What are the benefits?
The most important advantage of probiotic cleaning was made clear from the above explanations, namely, the installation of a healthy microflora which remains healthy as long as the probiotic cleaning is applied. We know from experience that some questions are always asked, such as those below.
- Don’t the harmful germs become resistant to probiotics?
No, the microorganisms cannot become resistant to other microorganisms, only to chemicals that threaten them. There are no biocide chemicals in the probiotic cleaning, so no resistance.
- Are the probiotics safe?
Definitely. The probiotics used by PureBiotics are internationally approved for use in food. Moreover, PureBiotics performs some additional tests to be absolutely sure.

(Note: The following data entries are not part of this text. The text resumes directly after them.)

PR #309, opened 2025-06-26
Enable Metal print support

### LINKED ISSUE #302: Implement print.slang for Metal
Background: https://github.com/shader-slang/slang/issues/6764

On Metal `RWByteAddressBuffer::GetDimensions` is not supported, because the buffer is mapped to a device pointer in Metal, it doesn't provide a way to query the size. Therefore, we will need another solution on Metal to pass the buffer size in.
This will involve adding the logic in
```
src/sgl/device/print.cpp 
src/sgl/device/print.h
src/sgl/device/print.slang
```

skallweitNV:
- Replace `buffer.GetDimensions` with a `buffer_capacity` uniform
- Add separate `buffer_size` buffer to hold atomic buffer size (needed for Metal)
- Use global shader variables instead of a ParameterBlock (improves compatibility with Metal running on virtual machines)
- Add missing buffer size clearing on initialization

Fixes #302

### DIFF
--- a/src/sgl/device/print.slang
+++ b/src/sgl/device/print.slang
@@ -373,7 +373,7 @@ struct DebugPrinter : IPrintOutput {
         uint size = (3 + arg_count + total_data_count) * sizeof(uint);
 
         // Reserve space for the message.
-        uint offset = buffer_size[0].add(size);
+        offset = buffer_size[0].add(size);
 
         if (offset + size > buffer_capacity - 4) {
             // Write sentinel value indicating that we have a buffer overlow.


src/sgl/device/print.slang
```diff
@@ -373,19 +368,23 @@ struct DebugPrinter : IPrintOutput {
...
-        buffer.GetDimensions(buffer_capacity);
-
         // Compute the size of the message.
         uint size = (3 + arg_count + total_data_count) * sizeof(uint);
 
         // Reserve space for the message.
+#ifdef __TARGET_METAL__
+        // Workaround for Slang issue https://github.com/shader-slang/slang/issues/7536
+        offset = buffer.Load(0);
+        buffer.Store(0, offset + size);
```
skallweitNV: This is currently needed as a workaround for the Metal atomics issue https://github.com/shader-slang/slang/issues/7536

Fixing this first is crucial because otherwise prints from multiple threads won't synchronize correctly.

src/sgl/device/print.slang
```diff
@@ -394,7 +393,12 @@ struct DebugPrinter : IPrintOutput {
         }
 
         buffer.Store(offset, size);
+#ifdef __TARGET_METAL__
+        // Workaround for Slang issue https://github.com/shader-slang/slang/issues/7534
+        buffer.Store(offset + 4, uint(getStringHash(fmt)));
```
skallweitNV, line 387: This is currently needed as a workaround for the Metal `RWStructureBuffer.Store` issue https://github.com/shader-slang/slang/issues/7534

src/sgl/device/print.slang
skallweitNV: Fixed by using separate `buffer_size` atomic buffer.

Issue #145, opened 2025-04-20
How to pass a matrix to slang via. torch and slangpy?


oliver-batchelor:
The only way I have made it work is using a `float[N][M]` as the slang type (see example below). It seems like it's meant to work, but I don't see an example - I tried messing with `MatrixType` where it seems to try to represent the matrix as an array of vectors, changing that to a matrix of scalars seemed to get further - but it didn't seem to play well with the slangpy prelude.

```
import math

from sgl import SlangCompilerOptions
import torch

from slangpy.backend import Device,  DeviceType
from importlib.resources import files
import slangpy as spy

slangpy_path = files('slangpy') / 'slang'

options = SlangCompilerOptions()
options.include_paths=[slangpy_path]

device = Device(
      type= DeviceType.automatic,
      compiler_options=options,
      enable_cuda_interop=True
)

source = """

[Differentiable]
float4x3 test(float4x3 a, float4x3 b) {
  return a * b;
}

[Differentiable]
float test2(matrix<float, 4, 3> a, vector<float, 3> c) {
  return 0.0;
}


[Differentiable]
float test3(float[4][3] a, vector<float, 3> c) {
  return 0.0;
}


"""

module = spy.TorchModule.load_from_source(device, "test", source)


a = torch.randn((16, 3, 4), dtype=torch.float32, device='cuda', requires_grad=True)
b = torch.randn((16, 3, 4), dtype=torch.float32, device='cuda', requires_grad=True)

# ValueError: Exception in kernel generation: Torch tensors do not support data type matrix<float,4,3>.
# result = module.test(a=a, b=b)


c = torch.randn((16, 3), dtype=torch.float32, device='cuda', requires_grad=True)

# ValueError: Exception in kernel generation: After implicit casting, no Slang overload found that matches the provided Python argument types. This typically suggests SlangPy selected an overload to call, but couldn't find a valid way to pass your Python arguments to it..
# result = module.test2(a=a, c=c)


# OK
result = module.test3(a=a, c=c)
```

bmillsNV:
@jarcherNV can you help to answer this?

jarcherNV:
Sorry it took my a while to get to this.

I'm not very familiar with torch so I could be wrong about this, but my current understanding is that this is currently only supported for arrays of scalars (in this case via the test3 function).

I thought perhaps you could use the floatMxN type in Slang and pass a numpy array to it (converted to numpy from torch) but that does not seem to work for me.

[...]

PR #314, opened 2025-06-26
Allow matrices to be passed to slangpy kernels

venkataram-nv:
Addresses #145

### DIFF
--- a/slangpy/slang/tensor.slang
+++ b/slangpy/slang/tensor.slang
@@ -114,6 +114,26 @@ public extension<T : IDifferentiable, let D : int, TensorType : ITensor<T, D>> T
             }
         }
     }
+
+    // TODO: row major/column major options
+    [Differentiable]
+    public void load<let M : int, let N : int>(ContextND<D - 2> context, out matrix <T, M, N> value)
+    {
+        int idx[D];
+        [ForceUnroll]
+        for (int i = 0; i < D - 2; ++i)
+            idx[i] = context.call_id[i];
+        [ForceUnroll]
+        for (int i = 0; i < M; i++) {
+            [ForceUnroll]
+            for (int j = 0; j < N; j++) {
+                idx[D - 2] = i;
+                idx[D - 1] = j;
+
+                value[i][j] = get(idx);
+            }
+        }
+    }
 }
 
 public extension<T : IDifferentiable, let D : int, TensorType : IRWTensor<T, D>> TensorType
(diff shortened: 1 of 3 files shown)


slangpy/slang/tensor.slang
```diff
@@ -171,6 +190,25 @@ public extension<T : IDifferentiable, let D : int, TensorType : IRWTensor<T, D>>
...
+        int idx[D];
+        [ForceUnroll]
+        for (int i = 0; i < D - 2; ++i)
+            idx[i] = context.call_id[i];
+        [ForceUnroll]
+        for (int i = 0; i < M; i++) {
+            [ForceUnroll]
+            for (int j = 0; j < N; j++) {
+                idx[D - 2] = i;
+                idx[D - 1] = j;
```
jkwak-work, line 205: Shouldn't this be
```
                idx[D - 1] = i;
                idx[D - 0] = j;
```
?

jkwak-work (approved):
Looks good to me.

slangpy/slang/tensor.slang
venkataram-nv: `idx[D - 0]` would be out of bounds, see line 196

kaizhangNV: No, idx[D-0] will be out of bound.

kaizhangNV:
we need more tests on this support, at least we will need a gradient tests.

slangpy/slang/tensor.slang
jkwak-work: Oh. Right. Dang.. what was I thinking... lol

venkataram-nv:
@jkwak-work @kaizhangNV ping for another check; all CI is passing now

slangpy/tests/slangpy_tests/test_tensor_with_grads.py
```diff
@@ -69,6 +69,37 @@ def test_differentiable_interface_parameters(device_type: DeviceType):
     compare_tensors(biases.grad_out.to_numpy(), bias_grad_ref)
 
 
+@pytest.mark.parametrize("device_type", helpers.DEFAULT_DEVICE_TYPES)
+def test_differentiable_interface_parameters(device_type: DeviceType):
+    if device_type == DeviceType.cuda:
+        pytest.skip("CUDA backend generates invalid results")
```
jkwak-work, line 75: Is this expected that CUDA generates an invalid result? I wonder if it has something to do with the matrix row/column majorness memory layout.

jkwak-work (commented):
Looks good to me

slangpy/tests/slangpy_tests/test_tensor_with_grads.py
venkataram-nv: I'm not sure, that is from `test_differentiable_inference_parameters`

kaizhangNV: We know there are existing errors on cuda target, but not sure if this is the same issue.
Can you double check this will also fail on CUDA before skipping it?

venkataram-nv: Its not working on CI, but it keeps passing on my machine. Not sure if this is a CI problem or if I am missing something

kaizhangNV (approved):
LGTM

PR #316, opened 2025-06-27
Make path tracer example work on CUDA

skallweitNV:
- update slang-rhi with a bunch of improvements for surface handling
- extend pathtracer example with ability to use raytracing pipelines (as CUDA/OptiX currently has no emulation for inline trace calls)
- extend blitter to optionally run with compute kernels


examples/pathtracer/pathtracer.cpp
```diff
@@ -30,6 +30,8 @@ SGL_EXPORT_AGILITY_SDK
 
 static const std::filesystem::path EXAMPLE_DIR(SGL_EXAMPLE_DIR);
 
+static const bool USE_RAYTRACING_PIPELINE = true;
```
tdavidovicNV, line 33: Can we have this as a parameter on the PathTracer?

examples/pathtracer/pathtracer.py
```diff
@@ -10,6 +10,8 @@
 
 EXAMPLE_DIR = Path(__file__).parent
 
+USE_RAYTRACING_PIPELINE = True
```
tdavidovicNV, line 13: Same question, would this make sense as in the .cpp, can we have this as not-global.

examples/pathtracer/pathtracer.slang
```diff
@@ -232,10 +216,114 @@ float3 envmap(float3 dir)
     // return env;
 }
 
+ParameterBlock<Scene> g_scene;
+RWTexture2D<float4> g_output;
+uniform uint g_frame;
+
+#if USE_RAYTRACING_PIPELINE
```
tdavidovicNV, line 223: This is mostly out of interest (could maybe use comment). If you're using the inline tracing (i.e., not PIPELINE), is there any cost in having the entry points in your code? As in, do you have to ifdef them out, or is that more or less optional?

examples/pathtracer/tone_mapper.slang
```diff
@@ -2,6 +2,7 @@
 
 float3 aces_film(float3 x)
 {
+    x *= 0.6;
```
tdavidovicNV, line 5: This looks weird, just checking it is not some debugging leftover.

skallweitNV: This is compensating for an exposure adjustment done in the fitted function.

examples/pathtracer/pathtracer.slang
skallweitNV: Not really, but it won't compile for CUDA then because the inline trace ray intrinsic is not available.

examples/pathtracer/pathtracer.cpp
skallweitNV: This is just example code, and I thought it's more obvious to have the thing named the same in both cpp/python code and the slang side.

PR #323, opened 2025-07-03
Initial pointer support

ccummingsNV:


slangpy/slang/core.slang
```diff
@@ -471,6 +471,9 @@ namespace impl
     // A python int can be passed to any slang integer scalar type
     extension<T : __BuiltinIntegerType> T : IConvertibleFrom<int> {}
 
+    // A python int (eg a buffer address) can be passed as a
```
skallweitNV:
```suggestion
    // A python int (e.g. a buffer address) can be passed to any slang pointer type
```

src/sgl/device/shader_cursor.cpp
```diff
@@ -479,6 +479,22 @@ void ShaderCursor::set_cuda_tensor_view(const cuda::TensorView& tensor_view) con
     }
 }
 
+void ShaderCursor::set_pointer(uint64_t pointer_value) const
+{
+    size_t pointer_size = m_type_layout->getSize();
+    if (pointer_size == 4) {
```
skallweitNV: is there HW that has 32-bit pointers?!

src/sgl/device/buffer_cursor.cpp
```diff
@@ -101,6 +101,22 @@ BufferElementCursor BufferElementCursor::find_element(uint32_t index) const
     return {};
 }
 
+void BufferElementCursor::set_pointer(uint64_t pointer_value)
+{
+    size_t pointer_size = m_type_layout->size();
+    if (pointer_size == 4) {
```
skallweitNV: same, do we really have 32-bit pointers anywhere?

slangpy/tests/slangpy_tests/test_pointers.py
```diff
@@ -0,0 +1,170 @@
...
+
+    res = function(100)
+
+    assert res == 100
+
+
+USAGES = [
+    BufferUsage.shader_resource,
+    BufferUsage.shader_resource | BufferUsage.unordered_access,
+    BufferUsage.shader_resource | BufferUsage.unordered_access | BufferUsage.shader_resource,
```
skallweitNV, line 48: this usage is the same as the one above .. you might want to test `unordered_access` as the only usage instead?!

src/sgl/device/shader_cursor.cpp
ccummingsNV: This was just me being safe for the sake of 4 lines of code :) - I can delete it if the answer's no

ccummingsNV: I'll change it to an asset

PR #328, opened 2025-07-03
Enable passing Python ints to Slang float fields

### LINKED ISSUE #119: Cannot pass a python int to a struct `float`.

venkataram-nv:
Fixes #119

The previous PR (#306) tried to additionally allow passing floats to int fields, but this behavior is discouraged and inconsistent with Python ([see this upstream PR, now closed](https://github.com/wjakob/nanobind/pull/1097#issuecomment-3033013135)). The changes in this PR are the reduced version of the older PR and require no upstream changes.

### DIFF
--- a/slangpy/slang/core.slang
+++ b/slangpy/slang/core.slang
@@ -485,8 +485,9 @@ namespace impl
     // If type B implements IConvertibleFrom<A>, then we can safely convert from A to B
     interface IConvertibleFrom<From> {}
 
-    // A python int can be passed to any slang integer scalar type
+    // A python int can be passed to any slang int/float scalar type
     extension<T : __BuiltinIntegerType> T : IConvertibleFrom<int> {}
+    extension<T : __BuiltinFloatingPointType> T : IConvertibleFrom<int> {}
 
     // A python int (e.g. a buffer address) can be passed to any slang pointer type
     extension<T> Ptr<T> : IConvertibleFrom<int> {}
--- a/slangpy/tests/slangpy_tests/test_custom_types.py
+++ b/slangpy/tests/slangpy_tests/test_custom_types.py
@@ -426,6 +426,26 @@ Particle rand_float_soa(Particle input) {
     assert np.all(pos >= -100.0) and np.all(pos <= 100.0)
     assert np.all(dir >= 0) and np.all(dir <= np.pi * 2)
 
+@pytest.mark.parametrize("device_type", helpers.DEFAULT_DEVICE_TYPES)
+def test_parameter_to_field_conversion(device_type: DeviceType):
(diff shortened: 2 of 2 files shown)


slangpy/slang/core.slang
```diff
@@ -496,10 +497,18 @@ namespace impl
 
     // A python array can be passed to any slang array of the same length, as
     // long as their element types can be safely passed
-    extension<S, T : IConvertibleFrom<S>, let N : int, ArrT : ISizedArray<T, N>> ArrT : IConvertibleFrom<Array<S, N>> {}
+    extension<From : __BuiltinIntegerType, To : IConvertibleFrom<From>, let N : int, ArrTo : ISizedArray<To, N>>
```
ccummingsNV, line 500: Does this break any none-int/float array conversions?

slangpy/tests/slangpy_tests/test_custom_types.py
```diff
@@ -427,6 +427,28 @@ def test_rand_soa(device_type: DeviceType):
     assert np.all(dir >= 0) and np.all(dir <= np.pi * 2)
 
 
+@pytest.mark.parametrize("device_type", helpers.DEFAULT_DEVICE_TYPES)
+def test_parameter_to_field_conversion(device_type: DeviceType):
```
ccummingsNV: Does the fix handle passing python ints to float arguments of functions? If so, we should have a test for that. If not, maybe it should - seems a bit inconsistent to support field conversions but not argument conversions.

These tests should probably go in their own tests file too - the custom types is to test things like the 'grid'

venkataram-nv: Passing ints to floats was already possible, but Ive added a test anyways. Both the additional and existing tests have been placed into `test_scalar_parameter_conversion.py`

slangpy/slang/core.slang
venkataram-nv: These changes will preserve conversions from int to float arrays, if that is what you mean. I have added a test for this (`test_array_conversion`)

kaizhangNV (approved):
lgtm

PR #336, opened 2025-07-09
Support using list for shape when creating NDBuffer

### LINKED ISSUE #107: Attempting to initialize a 'Shape' with a list throws poor error
Currently this code:

spy.NDBuffer(device, 'float3', shape=batch_shape)

Will raise an unhelful 'bad cast' error if batch_shape is a list. We should either support initialization of native Shape structures from lists, or implement a more helpful error message.

kaizhangNV:
Close #107

### DIFF
--- a/slangpy/tests/slangpy_tests/test_shapes.py
+++ b/slangpy/tests/slangpy_tests/test_shapes.py
@@ -16,20 +16,22 @@ from slangpy.types import floatRef
 from slangpy.types.buffer import NDBuffer
 from slangpy.types.valueref import ValueRef
 
+from typing import Union
+
 # First set of tests emulate the shape of the following slang function
 # float test(float3 a, float3 b) { return dot(a,b); }
 # Note that the return value is simply treated as a final 'out' parameter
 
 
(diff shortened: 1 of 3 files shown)


slangpy/tests/slangpy_tests/test_shapes.py
```diff
@@ -16,20 +16,22 @@
...
 
+from typing import Union
+
 # First set of tests emulate the shape of the following slang function
 # float test(float3 a, float3 b) { return dot(a,b); }
 # Note that the return value is simply treated as a final 'out' parameter
 
 
-def make_int_buffer(device_type: DeviceType, shape: tuple[int, ...]):
+def make_int_buffer(device_type: DeviceType, shape: Union[tuple[int, ...], list[int]]):
```
ccummingsNV: As you use this type hint so often, good practice would be to define it at the top (i.e. TTupleOrList), or potentially use a Sequence

ccummingsNV (approved):
Minor suggestion on neatness of type hints - your call about taking it.

kaizhangNV:
takes the suggestion about type hint, thanks.

PR #337, opened 2025-07-09
Change the _trampoline signature

### LINKED ISSUE #111: Generated trampoline function needs to use names with underscores, not 'data'
Currently the generated trampoline function uses fairly common names for arguments, including the word 'data'. If a user creates a function that also has a parameter called 'data', the names will collide and the kernel won't compile.

kaizhangNV:
Close #111

Change the _trampoline signature to exclude the CallData parameter, because there is already a ParameterBlock created for CallData.

In addition, since we choose a very common name for the parameter name of CallData - "data", this prevents user from writing function with the same parameter name.

### DIFF
--- a/slangpy/core/callsignature.py
+++ b/slangpy/core/callsignature.py
@@ -509,7 +509,7 @@ def generate_code(
     trampoline_fn = "_trampoline"
     if context.call_mode != CallMode.prim:
         cg.trampoline.append_line("[Differentiable]")
-    cg.trampoline.append_line(f"void {trampoline_fn}(Context context, CallData data)")
+    cg.trampoline.append_line(f"void {trampoline_fn}(Context context)")
     cg.trampoline.begin_block()
 
     # Declare parameters and load inputs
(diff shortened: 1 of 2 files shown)


skallweitNV:
Do I understand correctly that now `context` cannot be used as a parameter name by the user? Because that is a very common name as well. Maybe it should be `__context__` or even `__slangpy_context__` then?!

kaizhangNV:
no, context can still be used, but the `data` parameter in trampoline function is removed, now the trampoline function signature becomes
`void trampoline(Context context);`

previously is
`void trampoline(Context context, Call data);`

because `data` is a common name, and it's a global parameter, so it's no necessary to be a function parameter.

ccummingsNV (changes requested):
Change looks good, but I do agree with @skallweitNV - you may as well change 'context' to '__context__' or something whilst there. Otherwise we could hit the same issue - if the user writes a function that takes a variables called 'context', the trampoline function will have name collisions. You could of course make it global instead, but I think for this use case, local is neater.

PR #348, opened 2025-07-16
Added sanitization in case absolute module paths are used

tdavidovicNV:


ccummingsNV (approved):
Unless there's an issue with not escaping ':' in a regex, it looks good to me.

- Why don’t we stop with cleaning to maintain the natural microflora?
There are places where people and animals live together or are simply dirty, which creates an additional burden on microbial space. In these places, it must be cleaned in order to keep the situation livable. Therefore, better probiotic cleaning than chemical.
- Is it a lot of work to apply probiotic cleaning?
Not more than with regular cleaning. You use the products just like the other products, with a minimum of twice a week for optimal effect.
Besides the great advantage in terms of microbiology, the probiotic cleaners have many other advantages, such as:
- Deep cleaning: The probiotics remove dirt and biofilm deep into the surface.
- Odor control: odors are often formed by undesirable micro-organisms, also these are replaced by the probiotics that don’t produce odors.
- Safety: Unlike many of the chemical cleaners and disinfectants, the probiotic products are very safe to use.
- Environment: the probiotics are not only 100% natural, but they actively collaborate when it comes to wastewater treatment. They are environment enhancing instead of only environment-friendly.
Resolution
With probiotic cleaning, PureBiotics has introduced a true revolution and found a proven solution to the growing problems with resistant microorganisms. The excellent performance in terms of cleaning, coupled with their safety, durability and environmental friendliness, ensure these products provide sustainable sanitation which we all need.
Over the next years, this technology will be applied in more and more sectors. You can help us build a more sustainable future!